Eleanor Owicki's research focuses on contemporary Irish and British theatre, with particular attention to the performance of identity in post-conflict Northern Ireland. She has published several peer-reviewed articles and book chapters on this topic and is currently working on a book project on theatre in Belfast between the Good Friday Agreement of 1998 and the collapse of the devolved Northern Irish Assembly in 2017.
Eleanor teaches a range of courses in the History, Theory, and Literature area of the Department of Theatre, Drama, and Contemporary Dance. Undergraduate courses include Theatre History I & II, 20th Century Irish Theatre, and Science Fiction on Stage. Graduate courses include Performance and Memory, Dramaturgy, Contemporary British Theatre, and Theatre and the Irish Independence Movement. Before coming to IU, she taught at Texas A&M University.
Eleanor is the Associate Conference Planner for the Theatre History Focus Group of the Association for Theatre in Higher Education.
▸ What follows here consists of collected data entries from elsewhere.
PR #417, opened 2022-01-27
Update grub images and config after a conversion

r0x0d:
This change introduces a new function call at the end of the conversion
to ensure that the grub images and configuration are properly installed
on the system after the conversion is finished.

Jira reference (If any): https://issues.redhat.com/browse/OAMG-4209
Bugzilla reference (If any):


convert2rhel/grub.py
```diff
@@ -572,6 +581,31 @@ def post_ponr_set_efi_configuration():
         _log_critical_error(e.message)
 
 
+def update_grub_after_conversion():
+    """Update grub images and config after conversion."""
```
bocekm, line 585:
```suggestion
    """Update GRUB2 images and config after conversion.
    
    This is mainly a protective measure to prevent issues in case the original distribution GRUB tooling
    generates images that expect different format of a config file. To be on the safe side we
    rather re-generate both the GRUB config file and the GRUB image.

    We opted for doing that only for GRUB2 and not for GRUB Legacy intentionally for the reason of
    RHEL 6 having transitioned to the Extended Life-cycle Support phase.
    """
```

bocekm (changes requested):

convert2rhel/grub.py
```diff
@@ -572,6 +581,31 @@ def post_ponr_set_efi_configuration():
...
+    grub2_BIOS_config_file = (
+        GRUB2_BIOS_CONFIG_FILE if not is_efi() else os.path.join(RHEL_EFIDIR_CANONICAL_PATH, "grub.cfg")
+    )
+
+    # Generate the grub.cfg file
+    _, ret_code = utils.run_subprocess(["/usr/sbin/grub2-mkconfig", "-o", grub2_BIOS_config_file], print_output=False)
```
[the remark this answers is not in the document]
r0x0d: Do you think that a simple if statement for not running this under RHEL 6 would be sufficient? Because we have the `grub-install` available under RHEL 6, but no `grub-mkconfig` or any other useful command at all...

The way I see it, we have the following options:: 

* Using an if-statment to no turn under RHEL 6 `if systeminfo.system_info.version.major <= 6: return` and prevent it from running the entire code if RHEL 6 is detected
* Ignoring the `grub2-mkconfig` using the same if, but actually let the code run for everything else and just adapt it to to run either grub2 or grub depending on the version 

What do you think it's best? @bocekm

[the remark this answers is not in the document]
r0x0d: I've updated to ignore if it's RHEL6

convert2rhel/grub.py
```diff
@@ -572,6 +581,31 @@ def post_ponr_set_efi_configuration():
...
+
+    if ret_code != 0:
+        logger.warning("GRUB2 config file generation failed.")
+        return
+
+    if not is_efi():
+        logger.debug("Detected BIOS setup, proceeding to install the new grub images.")
```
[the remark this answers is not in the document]
bocekm: Please update all the comments and log messages to use GRUB2 instead of grub, grub2, or gurb2.

bocekm (changes requested):

convert2rhel/grub.py
```diff
@@ -25,6 +25,15 @@
...
 logger = logging.getLogger(__name__)
 
+GRUB2_BIOS_ENTRYPOINT = "/boot/grub2"
+"""The path entrypoint path of the BIOS gurb2"""
+
+GRUB2_BIOS_CONFIG_FILE = os.path.join(GRUB2_BIOS_ENTRYPOINT, "grub.cfg")
+"""The path to the configuration file for grub2 in BIOS"""
+
+GRUB2_BIOS_ENV_FILE = os.path.join(GRUB2_BIOS_ENTRYPOINT, "grubenv")
+"""The path to the env file for grub2 in BIOS"""
```
SpyTec, line 35:
```suggestion
GRUB2_BIOS_ENTRYPOINT = "/boot/grub2"
"""The entrypoint path of the BIOS GRUB2"""

GRUB2_BIOS_CONFIG_FILE = os.path.join(GRUB2_BIOS_ENTRYPOINT, "grub.cfg")
"""The path to the configuration file for GRUB2 in BIOS"""

GRUB2_BIOS_ENV_FILE = os.path.join(GRUB2_BIOS_ENTRYPOINT, "grubenv")
"""The path to the env file for GRUB2 in BIOS"""
```

convert2rhel/grub.py
```diff
@@ -572,6 +581,51 @@ def post_ponr_set_efi_configuration():
...
+    generates images that expect different format of a config file. To be on the safe side we
+    rather re-generate the GRUB2 config file and install the GRUB2 image.
+    We opted for doing that only for GRUB2 and not for GRUB Legacy intentionally for the reason of
+    RHEL 6 having transitioned to the Extended Life-cycle Support phase.
+    """
+
+    if systeminfo.system_info.version.major == 6:
+        logger.warning(
+            "Convert2RHEL does not install updated GRUB Legacy bootloader image on RHEL 6. Install the image manually "
+            "by following https://access.redhat.com/documentation/en-us/red_hat_enterprise_linux/6/html/installation_guide/sect-grub-installing. "
```
SpyTec, line 597:
```suggestion
            "by following https://access.redhat.com/documentation/en-us/red_hat_enterprise_linux/6/html/installation_guide/sect-grub-installing."
```

convert2rhel/grub.py
```diff
@@ -572,6 +581,51 @@ def post_ponr_set_efi_configuration():
...
+
+    utils.RestorableFile(GRUB2_BIOS_CONFIG_FILE).backup()
+    utils.RestorableFile(GRUB2_BIOS_ENV_FILE).backup()
+
+    grub2_config_file = GRUB2_BIOS_CONFIG_FILE if not is_efi() else os.path.join(RHEL_EFIDIR_CANONICAL_PATH, "grub.cfg")
+
+    _, ret_code = utils.run_subprocess(["/usr/sbin/grub2-mkconfig", "-o", grub2_config_file], print_output=False)
+
+    if ret_code != 0:
+        logger.warning("GRUB2 config file generation failed.")
```
SpyTec, line 609: Might be beneficial to add another debug log for the output for both `grub2-mkconfig` commands

convert2rhel/grub.py
```diff
@@ -572,6 +581,51 @@ def post_ponr_set_efi_configuration():
...
+        # Relevant bugzilla for this: https://bugzilla.redhat.com/show_bug.cgi?id=1917213
+        logger.debug("Detected BIOS setup, proceeding to install the new GRUB2 images.")
+        blk_device = get_grub_device()
+
+        _, ret_code = utils.run_subprocess(["/usr/sbin/grub2-install", blk_device], print_output=False)
+
+        if ret_code != 0:
+            logger.warning("Couldn't install the new images with GRUB2.")
+            return
+
```
SpyTec, line 627: Add a logger saying GRUB2 was successful at the end of the method

convert2rhel/main.py
```diff
@@ -114,12 +114,15 @@ def main():
...
         post_ponr_conversion()
 
-        loggerinst.task("Final: rpm files modified by the conversion")
+        loggerinst.task("Final: RPM files modified by the conversion")
         systeminfo.system_info.modified_rpm_files_diff()
 
         loggerinst.task("Final: Remove temporary folder %s" % utils.TMP_DIR)
         utils.remove_tmp_dir()
 
+        loggerinst.task("Final: Updating grub2 configuration")
```
SpyTec, line 123:
```suggestion
        loggerinst.task("Final: Updating GRUB2 configuration")
```

SpyTec (changes requested):

convert2rhel/grub.py
```diff
@@ -572,6 +581,56 @@ def post_ponr_set_efi_configuration():
...
+    if systeminfo.system_info.version.major == 6:
+        logger.warning(
+            "Convert2RHEL does not install updated GRUB Legacy bootloader image on RHEL 6. Install the image manually "
+            "by following https://access.redhat.com/documentation/en-us/red_hat_enterprise_linux/6/html/installation_guide/sect-grub-installing."
+        )
+        return
+
+    utils.RestorableFile(GRUB2_BIOS_CONFIG_FILE).backup()
+    utils.RestorableFile(GRUB2_BIOS_ENV_FILE).backup()
```
r0x0d, line 602: @SpyTec now this crossed my mind. We are backing up those 2 files here but not restoring them in a case of rollback. Should we add this to `rollback_changes()` function? The `restore()` function has some conditionals to check if the file was backed-up or not, so I think it will be okay adding that there. 

The only thing is that we would probably doing this: 

```python
from convert2rhel.grub import GRUB2_BIOS_CONFIG_FILE, GRUB2_BIOS_ENV_FILE
utils.RestorableFile(GRUB2_BIOS_CONFIG_FILE).restore()
utils.RestorableFile(GRUB2_BIOS_ENV_FILE).restore()
```

Or even 

```python
# convert2rhel/grub.py 

def update_grub_after_conversion():
    ....
    grub2_bios_config_file.backup()
    grub2_bios_env_file.backup()
    ....
    
grub2_bios_config_file = utils.RestorableFile(GRUB2_BIOS_CONFIG_FILE).backup()
grub2_bios_env_file = utils.RestorableFile(GRUB2_BIOS_ENV_FILE).backup()

# convert2rhel/main.py 

def rollback_changes(): 
   ....
   grub.grub2_bios_config_file.restore()
   grub.grub2_bios_env_file.restore()
   ....
```

What do you think? It's better to do the rollback on the `rollback_changes()` function, or add a condition on `update_grub_after_conversion()` that in case of failure, we do a quick rollback of those 2 files?

SpyTec: The backup was something Michal suggested in an earlier review and he gave this comment

> I don't think we need to back the files up before the package replacement (and create two new singletons). The reason to back them up is just to give the customer a way to restore them manually post-conversion. Our rollback feature won't take care of that.

So I wouldn't say we need to restore it. But it allows the customer to restore it themselves if they need it

r0x0d: Oh, that's right! My bad. It's been some time without reading the comments here and I totally forgot about it hehe.

bocekm (approved):

r0x0d:
Rebasing to make the integration tests pass (hopefully)

plans/tier1.fmf
```diff
@@ -238,3 +238,25 @@ discover+:
...
+    script: pytest -svv tests/integration/tier1/changed-grub-file/test_valid_changed_grub.py
+  - name: reboot after conversion
+    how: ansible
+    playbook: tests/ansible_collections/roles/reboot/main.yml
+
+/changed_grub_invalid:
+  discover+:
+    test: checks-after-conversion
+  prepare+:
+  - name: modify /etc/default/grub with valid changes
```
mkluson, line 257: s/valid/invalid/

tests/integration/tier1/changed-grub-file/test_invalid_changed_grub.py
```diff
@@ -0,0 +1,28 @@
...
+import fileinput
+
+from envparse import env
+
+
+targetline = "GRUB_CMDLINE_LINUX"
+
+
+def test_modify_grub_invalid(convert2rhel):
+    # shutil.copy("/etc/default/grub", "/tmp/grub")
```
mkluson, line 12: some leftover

plans/tier1.fmf
danmyway: Oh, my bad! Thank you!

tests/integration/tier1/changed-grub-file/test_invalid_changed_grub.py
danmyway: Deleted. Thank you!

tests/integration/tier1/changed-grub-file/test_valid_changed_grub.py
```diff
@@ -0,0 +1,33 @@
...
+
+
+targetline = "GRUB_CMDLINE_LINUX"
+
+
+def test_modify_grub_valid(convert2rhel):
+    for line in fileinput.FileInput("/etc/default/grub", inplace=True):
+        blockcmt = "\n# comment added by test\n"
+        inlinecmt_post = "# comment added by test"
+        whitespace = "     "
```
kokesak, line 15: I would move these variable definitions before the for loop, so they are not "re-defined" each loop.

kokesak (commented):
Also please rebase the PR to upsteam.

tests/integration/tier1/changed-grub-file/test_valid_changed_grub.py
danmyway: Sure, thanks for noting that!

bocekm (changes requested):
The `grub2-tools` package needs to be added to the `packaging/convert2rhel.spec` as a new dependency to cover the use of the `grub2-install` and `grub2-mkconfig` utils:
```
%if 0%{?rhel} && 0%{?rhel} >= 7
Requires:       grub2-tools
%endif
```
Note: I already checked that the utils are part of the grub2-tools pkg on CentOS Linux 7 and 8.

r0x0d:
> The `grub2-tools` package needs to be added to the `packaging/convert2rhel.spec` as a new dependency to cover the use of the `grub2-install` and `grub2-mkconfig` utils:
> 
> ```
> %if 0%{?rhel} && 0%{?rhel} >= 7
> Requires:       grub2-tools
> %endif
> ```
> 
> Note: I already checked that the utils are part of the grub2-tools pkg on CentOS Linux 7 and 8.

Are we supporting grub only in convert2rhel? Because if the user has something installed on the system to manage the boot loader that is not grub, we will be installing a dependency that is not essential to them.

Probably we don't have any use cases that will require other backends other than grub, but this is something that we should keep in mind for the future, I guess...

r0x0d:
> We test conversions with grub only as of now. However anyone is free to use any other bootloader. Red Hat supports a conversion of a system with any configuration and workload unless excluded in the official product documentation.
> 
> It seems to me that adding grub2-tools as a new convert2rhel dep is the most elegant solution ideal for most people. Yes, the downside is that the dep is unnecessary bloat in case GRUB2 is not being used. What are the other options of installing the dep though? I can imagine installing the dep during the convert2rhel execution only if GRUB2 is detected. But it seems to me like adding unnecessary complexity to the conversion process that can be prone to issues and worsening user experience.

That's true, I agree. But it's a good thing that we are aware that other bootloaders can be present on the user system, and not only grub2. Maybe when the time come we can revive this thread in a cabal session to discuss more about how that would be done properly.

Also, adding support for other backends would require some big changes in the convert2rhel code… We would need a spike first to understand all the cases we need to change and how we want to do it. 

For now, adding it as a dependency is the only solution (that I can think of too) to merge the PR, I will do it in a few.

kokesak (dismissed):
The integration test looks good, nice job @danmyway!

danmyway:
All check have passed, @bocekm, @SpyTec whenever you're ready for the final review, please do so.

bocekm (approved):
No need to block merging of the PR on my suggestions.

tests/integration/tier1/changed-grub-file/test_invalid_changed_grub.py
```diff
@@ -0,0 +1,26 @@
...
+
+import fileinput
+
+from envparse import env
+
+
+targetline = "GRUB_CMDLINE_LINUX"
+
+
+def test_modify_grub_invalid(convert2rhel):
```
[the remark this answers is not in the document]
danmyway: I agree.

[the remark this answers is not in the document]
danmyway: The docstring addition committed.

At IU she dramaturged Anne Washburn's Mr Burns: A Post-Electric Play and Brian Friel's Dancing at Lughnasa.
Publications
“Politics as Usual? Theatre, the Northern Irish Assembly, and the Romanticization of Normality.” Open Library of the Humanities, #Agreement20 special issue 2018. Open access: https://olh.openlibhums.org/articles/10.16995/olh.253/
“Fine When She Left Us? Theatre and the Titanic’s Belfast Legacy.” New Hibernia Review Volume 21, Issue 2 (Summer 2017). 51-67.
“Reawakening Belfast’s Streets: Tourism and Memory in Site-Specific Northern Irish Theatre.” Devised Performance in Irish Theatre: Histories and Contemporary Practice, eds Charlotte McIvor and Siobhán O’Gorman. Carysfort Press, 2015. 229-242.
“’I am a Protestant Man, I am an Irish Man:’ Politics, Identity, and A Night in November in Performance.” The Theatre of Marie Jones: Telling Stories from the Ground Up, eds Tom Maguire and Eugene McNulty. Carysfort Press, 2015. 127-140.
“Rattle Away at Your Bin: Women, Community, and Bin Lids in Northern Irish Drama.” Theatre Symposium, Volume 18 (2010). 56-66.